I have gathered a profile from running worker with perf record
and it showed that the worker process was spinning in a loop of ngx_http_modsec_pcre_malloc()
and ngx_pfree()
(called from ngx_http_modsec_pcre_free()
):
Samples: 5K of event 'cycles', Event count (approx.): 126680130211
Children Self Command Shared Object Symbol
+ 81.47% 81.24% nginx nginx [.] ngx_pfree
+ 63.25% 0.02% nginx ngx_http_modsecurity_module.so [.] ngx_http_modsec_pcre_malloc
+ 63.23% 0.00% nginx [unknown] [.] 0x480d74ff85480020
+ 2.61% 0.00% nginx [unknown] [.] 0000000000000000
+ 2.51% 2.47% nginx libpcre.so.3.13.3 [.] compile_regex
+ 2.21% 2.21% nginx libpcre.so.3.13.3 [.] emit_x86_instruction
1.29% 1.29% nginx libpcre.so.3.13.3 [.] sljit_generate_code
1.23% 1.23% nginx libc-2.24.so [.] __memmove_sse2_unaligned_erms
Corresponding source code entries:
https://github.com/SpiderLabs/ModSecurity-nginx/blob/master/src/ngx_http_modsecurity_pre_access.c#L198-L200
I disabled PCRE malloc workaround in this particular place with the following patch:
diff --git a/src/ngx_http_modsecurity_pre_access.c b/src/ngx_http_modsecurity_pre_access.c
index 70f9feb..48c424e 100644
--- a/src/ngx_http_modsecurity_pre_access.c
+++ b/src/ngx_http_modsecurity_pre_access.c
@@ -45,7 +45,7 @@ ngx_http_modsecurity_pre_access_handler(ngx_http_request_t *r)
#if 1
ngx_http_modsecurity_ctx_t *ctx = NULL;
ngx_http_modsecurity_conf_t *cf;
- ngx_pool_t *old_pool;
+ //ngx_pool_t *old_pool;
dd("catching a new _preaccess_ phase handler");
@@ -195,9 +195,9 @@ ngx_http_modsecurity_pre_access_handler(ngx_http_request_t *r)

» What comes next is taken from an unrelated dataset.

PR #15, opened 2023-07-25
feat(cb2-8168): Amend VIN

owen-corrigan-bjss:
cb2-8168: adds a check to exclude special characters from VIN's


src/validators/patch.ts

/* XXX: once more -- is body can be modified ? content-length need to be adjusted ? */
- old_pool = ngx_http_modsecurity_pcre_malloc_init(r->pool);
+// old_pool = ngx_http_modsecurity_pcre_malloc_init(r->pool);
msc_process_request_body(ctx->modsec_transaction);
- ngx_http_modsecurity_pcre_malloc_done(old_pool);
+// ngx_http_modsecurity_pcre_malloc_done(old_pool);
ret = ngx_http_modsecurity_process_intervention(ctx->modsec_transaction, r);
if (ret > 0) {
This improved overall picture a lot:
# time -p curl -vi -H "Content-Type: application/json" --data-binary @status.json http://localhost/modsec-full/upload/
* Trying 127.0.0.1...
* TCP_NODELAY set
* Connected to localhost (127.0.0.1) port 80 (#0)
> POST /modsec-full/upload/ HTTP/1.1
> Host: localhost
> User-Agent: curl/7.52.1
> Accept: */*
> Content-Type: application/json
> Content-Length: 14774
> Expect: 100-continue
>
< HTTP/1.1 100 Continue
HTTP/1.1 100 Continue
* We are completely uploaded and fine
< HTTP/1.1 200 OK
HTTP/1.1 200 OK
< Server: nginx/1.13.7
Server: nginx/1.13.7
< Date: Mon, 25 Dec 2017 13:35:15 GMT
Date: Mon, 25 Dec 2017 13:35:15 GMT
< Content-Type: text/plain
Content-Type: text/plain
< Content-Length: 39
Content-Length: 39
< Connection: keep-alive
Connection: keep-alive
<
14774:0a75695f2134f7126825099de1943ab9
* Curl_http_done: called premature == 0
* Connection #0 to host localhost left intact
real 3.83
user 0.00
sys 0.00
Perf profile now contains the real reason of slowness:
Samples: 3K of event 'cycles', Event count (approx.): 68497505579
Children Self Command Shared Object Symbol
+ 44.04% 43.88% nginx libpcre.so.3.13.3 [.] compile_regex
+ 8.40% 0.00% nginx [unknown] [.] 0000000000000000
+ 6.86% 6.82% nginx libc-2.24.so [.] __memmove_sse2_unaligned_erms
+ 4.84% 4.58% nginx libc-2.24.so [.] _int_malloc
+ 4.52% 4.52% nginx libpcre.so.3.13.3 [.] check_escape
+ 3.97% 3.94% nginx libpcre.so.3.13.3 [.] add_to_class
I also prepared a couple of flamegraphs for both scenarios:
http://pp.nginx.com/defan/preaccess-palloc.svg
http://pp.nginx.com/defan/preaccess-malloc.svg
I'm not sure that this should be addressed in connector though. My understanding is that pcre_compile()
/ pcre_study()
may be called just once for every regex from CRS, leaving pcre_exec()
in runtime, while currently all of those are being called in runtime for every rule/comparison.
@zimmerle @victorhora appreciate your feedback here - TIA!